**Your instructions:**
Look below for the line that contains "PR #2454, opened 2023-04-24", then copy it and each following line exactly, through and including the line that contains "Replaces #1878".

**Provided entries:**
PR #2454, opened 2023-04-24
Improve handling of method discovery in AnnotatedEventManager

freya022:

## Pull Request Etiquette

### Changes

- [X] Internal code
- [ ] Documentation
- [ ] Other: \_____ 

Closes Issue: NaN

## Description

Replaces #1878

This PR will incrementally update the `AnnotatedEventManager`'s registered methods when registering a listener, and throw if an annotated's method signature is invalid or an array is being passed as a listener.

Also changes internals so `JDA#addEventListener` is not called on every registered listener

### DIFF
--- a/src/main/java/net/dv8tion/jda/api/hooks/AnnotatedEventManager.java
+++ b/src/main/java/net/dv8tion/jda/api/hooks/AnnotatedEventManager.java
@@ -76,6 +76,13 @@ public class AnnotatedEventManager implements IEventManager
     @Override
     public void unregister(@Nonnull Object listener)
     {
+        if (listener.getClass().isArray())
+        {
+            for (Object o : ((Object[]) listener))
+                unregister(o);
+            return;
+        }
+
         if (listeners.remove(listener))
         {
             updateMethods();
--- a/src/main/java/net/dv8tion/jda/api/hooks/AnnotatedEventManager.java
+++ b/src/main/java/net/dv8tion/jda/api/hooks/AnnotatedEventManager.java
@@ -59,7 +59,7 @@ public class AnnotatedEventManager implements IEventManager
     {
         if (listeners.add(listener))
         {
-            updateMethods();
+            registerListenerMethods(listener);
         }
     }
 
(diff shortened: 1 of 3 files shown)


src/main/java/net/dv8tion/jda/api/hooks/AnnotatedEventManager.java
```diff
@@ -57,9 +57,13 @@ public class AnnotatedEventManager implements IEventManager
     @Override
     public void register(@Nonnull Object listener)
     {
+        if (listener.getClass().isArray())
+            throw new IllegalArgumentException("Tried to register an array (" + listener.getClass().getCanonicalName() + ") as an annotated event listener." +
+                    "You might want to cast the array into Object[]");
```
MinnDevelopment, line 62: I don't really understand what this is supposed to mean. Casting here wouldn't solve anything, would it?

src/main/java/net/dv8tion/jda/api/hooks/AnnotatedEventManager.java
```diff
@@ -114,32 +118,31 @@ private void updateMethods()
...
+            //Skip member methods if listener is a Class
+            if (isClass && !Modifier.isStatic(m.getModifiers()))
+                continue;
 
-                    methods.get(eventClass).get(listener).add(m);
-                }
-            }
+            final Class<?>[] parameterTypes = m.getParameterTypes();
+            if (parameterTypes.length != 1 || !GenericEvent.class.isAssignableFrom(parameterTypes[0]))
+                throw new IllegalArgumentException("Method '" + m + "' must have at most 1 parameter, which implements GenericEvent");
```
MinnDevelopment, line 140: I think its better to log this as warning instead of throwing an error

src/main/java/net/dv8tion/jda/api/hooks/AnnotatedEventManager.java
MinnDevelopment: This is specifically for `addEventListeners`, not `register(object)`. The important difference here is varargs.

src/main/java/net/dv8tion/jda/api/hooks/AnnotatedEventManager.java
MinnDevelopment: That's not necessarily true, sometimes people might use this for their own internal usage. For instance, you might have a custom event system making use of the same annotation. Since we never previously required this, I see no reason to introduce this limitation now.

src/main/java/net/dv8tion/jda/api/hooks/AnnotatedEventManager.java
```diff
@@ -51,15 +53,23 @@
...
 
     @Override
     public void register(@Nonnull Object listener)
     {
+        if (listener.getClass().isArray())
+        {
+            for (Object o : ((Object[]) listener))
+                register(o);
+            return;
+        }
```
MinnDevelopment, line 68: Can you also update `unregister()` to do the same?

* * *

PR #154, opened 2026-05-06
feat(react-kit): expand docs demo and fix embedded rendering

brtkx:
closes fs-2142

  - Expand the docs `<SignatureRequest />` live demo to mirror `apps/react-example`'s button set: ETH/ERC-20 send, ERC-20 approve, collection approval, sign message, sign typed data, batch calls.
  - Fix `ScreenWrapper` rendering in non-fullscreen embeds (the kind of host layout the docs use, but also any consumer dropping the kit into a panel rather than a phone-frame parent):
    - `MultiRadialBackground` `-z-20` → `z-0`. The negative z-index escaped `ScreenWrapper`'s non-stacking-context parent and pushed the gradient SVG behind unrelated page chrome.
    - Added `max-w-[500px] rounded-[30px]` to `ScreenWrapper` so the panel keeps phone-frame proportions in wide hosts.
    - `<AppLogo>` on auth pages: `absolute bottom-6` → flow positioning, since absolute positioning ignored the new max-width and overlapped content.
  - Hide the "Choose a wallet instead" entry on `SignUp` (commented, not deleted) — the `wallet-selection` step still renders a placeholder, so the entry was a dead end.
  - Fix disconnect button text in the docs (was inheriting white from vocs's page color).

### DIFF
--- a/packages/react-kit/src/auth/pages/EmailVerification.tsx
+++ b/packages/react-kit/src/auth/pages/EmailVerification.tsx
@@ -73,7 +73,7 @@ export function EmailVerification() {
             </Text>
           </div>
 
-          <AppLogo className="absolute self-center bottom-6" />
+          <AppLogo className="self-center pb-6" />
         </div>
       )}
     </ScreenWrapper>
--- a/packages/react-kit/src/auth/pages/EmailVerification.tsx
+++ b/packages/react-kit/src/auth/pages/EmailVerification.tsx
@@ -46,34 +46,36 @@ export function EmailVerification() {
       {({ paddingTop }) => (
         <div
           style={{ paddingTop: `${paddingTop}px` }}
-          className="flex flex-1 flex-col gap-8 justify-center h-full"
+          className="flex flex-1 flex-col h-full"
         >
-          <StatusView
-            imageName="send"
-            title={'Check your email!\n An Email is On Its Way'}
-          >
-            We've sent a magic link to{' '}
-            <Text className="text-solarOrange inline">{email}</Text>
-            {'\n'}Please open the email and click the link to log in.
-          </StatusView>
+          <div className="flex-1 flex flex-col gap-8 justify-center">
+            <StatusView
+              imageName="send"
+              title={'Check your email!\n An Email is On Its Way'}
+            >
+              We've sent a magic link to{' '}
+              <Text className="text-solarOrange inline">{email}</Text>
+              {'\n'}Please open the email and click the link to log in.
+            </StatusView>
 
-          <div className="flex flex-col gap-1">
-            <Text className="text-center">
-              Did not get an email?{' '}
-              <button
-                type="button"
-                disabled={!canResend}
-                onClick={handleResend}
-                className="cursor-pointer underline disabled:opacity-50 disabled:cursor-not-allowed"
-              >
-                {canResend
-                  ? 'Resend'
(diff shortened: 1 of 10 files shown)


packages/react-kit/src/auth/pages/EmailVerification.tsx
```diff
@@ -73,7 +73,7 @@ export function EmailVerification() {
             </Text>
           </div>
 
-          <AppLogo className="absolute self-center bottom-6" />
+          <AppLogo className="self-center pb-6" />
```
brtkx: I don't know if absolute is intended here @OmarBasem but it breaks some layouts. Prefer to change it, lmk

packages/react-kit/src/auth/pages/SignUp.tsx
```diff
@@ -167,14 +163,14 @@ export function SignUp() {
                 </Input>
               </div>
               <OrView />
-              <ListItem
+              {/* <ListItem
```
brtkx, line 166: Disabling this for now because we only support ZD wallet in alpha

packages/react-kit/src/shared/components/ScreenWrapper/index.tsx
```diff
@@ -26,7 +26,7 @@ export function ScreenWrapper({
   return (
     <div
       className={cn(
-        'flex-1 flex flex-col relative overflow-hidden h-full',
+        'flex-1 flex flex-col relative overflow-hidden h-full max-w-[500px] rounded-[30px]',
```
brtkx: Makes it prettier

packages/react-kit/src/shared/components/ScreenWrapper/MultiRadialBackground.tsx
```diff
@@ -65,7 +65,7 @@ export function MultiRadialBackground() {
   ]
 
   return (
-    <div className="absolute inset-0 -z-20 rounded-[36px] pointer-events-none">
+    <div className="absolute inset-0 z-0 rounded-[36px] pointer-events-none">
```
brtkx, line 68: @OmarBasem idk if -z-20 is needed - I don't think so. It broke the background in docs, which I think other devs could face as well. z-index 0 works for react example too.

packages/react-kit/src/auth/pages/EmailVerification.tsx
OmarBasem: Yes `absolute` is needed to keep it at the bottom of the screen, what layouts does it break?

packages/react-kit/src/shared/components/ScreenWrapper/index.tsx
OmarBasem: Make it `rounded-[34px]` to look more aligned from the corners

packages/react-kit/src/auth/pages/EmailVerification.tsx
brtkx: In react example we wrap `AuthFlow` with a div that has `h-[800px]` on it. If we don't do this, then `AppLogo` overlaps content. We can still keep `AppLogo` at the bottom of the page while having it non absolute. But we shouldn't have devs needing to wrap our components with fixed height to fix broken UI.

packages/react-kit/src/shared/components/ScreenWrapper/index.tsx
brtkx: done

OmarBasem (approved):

**Solution:**
PR #2454, opened 2023-04-24
Improve handling of method discovery in AnnotatedEventManager

freya022:

## Pull Request Etiquette

### Changes

- [X] Internal code
- [ ] Documentation
- [ ] Other: \_____ 

Closes Issue: NaN

## Description

Replaces #1878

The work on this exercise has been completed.